Yes....gift card or get her something else. A chef's knife for a professional cook is a very personal choice and the details of that choice should be left up to the cook. 

There is also an old superstition in the culinary world. Never give a knife as a gift. It cuts the bonds of the relationship. If you want to WOW her with a great gift, save up some more money and buy her a set of 2.5mm copper pots and pans.


----------



## harrisonh (Jan 20, 2013)

let her pick her own knife!!! Let her interact with her co-workers, mentors, chef instructors, etc
They're opinions will shape her perception!!!! Nothing that would be sadder for you to take time and effort to be thoughtful and to have her take it to school/work and have them laugh at her. (I'm sure she'd be too loving to tell you)

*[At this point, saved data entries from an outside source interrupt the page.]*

PR #55, opened 2020-05-07
Fix AVX detection for x86_64 platforms

### LINKED ISSUE #54: AVX detection via cpuid causes segfault on x86_64
This inline asm, while ok in 32-bit, corrupts the state of the RDI register in 64-bit mode:
https://github.com/drowe67/freedv-gui/blob/b097ce782ddcbbec6662dc0bb685d6d072b5b865/src/fdmdv2_main.cpp#L4498-L4503
Depending on compiler optimizations (e.g. inlining), this can cause a segfault when checking `isAvxPresent`:
https://github.com/drowe67/freedv-gui/blob/b097ce782ddcbbec6662dc0bb685d6d072b5b865/src/fdmdv2_main.cpp#L323

Rewriting to use `__cpuid()` as provided by `cpuid.h` solves the issue.

bwarden:
Use gcc's __cpuid() function to check for AVX support in a safer way.
Fixes #54

### DIFF
--- a/src/fdmdv2_main.cpp
+++ b/src/fdmdv2_main.cpp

The individual elements of a knife might look good ON PAPER but that does not mean it fits her ergonomics and her style of cutting. She probably will need at least two gyutos/chef knives. one a finesse knife and one a beater. Just spending 200 bucks is neither good nor bad. Do NOT just buy a knife because it has the cheapest price for a Rockwell number or only because it has a high Rockwell number or a low edge angle.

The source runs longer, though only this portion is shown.